What the task asks:
Copy out all lines of the records in which the word "studyId" appears.
# # #
PR #3105, opened 2025-10-16
Fix async loading of prefilled values in dataset processing form

### LINKED ISSUE #3104: Import processed dataset bug
When trying to import a processed dataset in Shanoir, we need to fill out a form with details such as the study, subject, type, name, etc. After that, we must create a processed dataset entity to link the imported dataset with an input dataset and optionally an output dataset.

In this form, the study field should be preselected based on the previous form and should be disabled to prevent modification. However, due to a bug, the study is not preselected, while the field remains disabled, making it impossible to import the dataset from the UI.

Image

fragkiadamis:
Closes #3104

### DIFF
--- a/shanoir-ng-front/src/app/datasets/dataset-processing/dataset-processing.component.ts
+++ b/shanoir-ng-front/src/app/datasets/dataset-processing/dataset-processing.component.ts
@@ -128,15 +128,12 @@ export class DatasetProcessingComponent extends EntityComponent<DatasetProcessin
             this.breadcrumbsService.currentStep.getPrefilledValue('subject').then(res => this.prefilledSubject = res)
         ])
         .then(([study, subject]) => {
-            this.prefilledStudy = study;
-            this.prefilledSubject = subject;
-
-            this.studyOptions = [new Option(this.prefilledStudy, this.prefilledStudy.name)];
-            this.study = this.prefilledStudy;
+            this.study = study;
+            this.subject = subject;
             this.datasetProcessing.studyId = this.study?.id;
 
-            this.subjectOptions = [new Option(this.prefilledSubject, this.prefilledSubject.name)];
-            this.subject = this.prefilledSubject;
+            this.studyOptions = [new Option(study, study.name)];
+            this.subjectOptions = [new Option(subject, subject.name)];
         })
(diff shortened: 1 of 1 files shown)


DuckflipXYZ (approved):
Clean

shanoir-ng-front/src/app/datasets/dataset-processing/dataset-processing.component.ts
```diff
@@ -123,23 +123,22 @@ export class DatasetProcessingComponent extends EntityComponent<DatasetProcessin
...
-            }
+        return Promise.all([
+            this.breadcrumbsService.currentStep.getPrefilledValue('study').then(res => this.prefilledStudy = res),
+            this.breadcrumbsService.currentStep.getPrefilledValue('subject').then(res => this.prefilledSubject = res)
+        ])
+        .then(([study, subject]) => {
+            this.prefilledStudy = study;
+            this.prefilledSubject = subject;
+
+            this.studyOptions = [new Option(this.prefilledStudy, this.prefilledStudy.name)];
```
DuckflipXYZ: I'm not sure that this line is still required. Can you confirm ?

shanoir-ng-front/src/app/datasets/dataset-processing/dataset-processing.component.ts
```diff
@@ -123,23 +123,22 @@ export class DatasetProcessingComponent extends EntityComponent<DatasetProcessin
...
+            this.study = this.prefilledStudy;
+            this.datasetProcessing.studyId = this.study?.id;
+
+            this.subjectOptions = [new Option(this.prefilledSubject, this.prefilledSubject.name)];
```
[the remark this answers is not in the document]
fragkiadamis: Those are necessary too to populate the DatasetProcessingComponent, as well as to populate the subject select box field.

shanoir-ng-front/src/app/datasets/dataset-processing/dataset-processing.component.ts
DuckflipXYZ: Ok, I was wondering as we are not able to select a new study neither subject, as they are readonly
# # #
Written solution:
             this.datasetProcessing.studyId = this.study?.id;
+            this.datasetProcessing.studyId = this.study?.id;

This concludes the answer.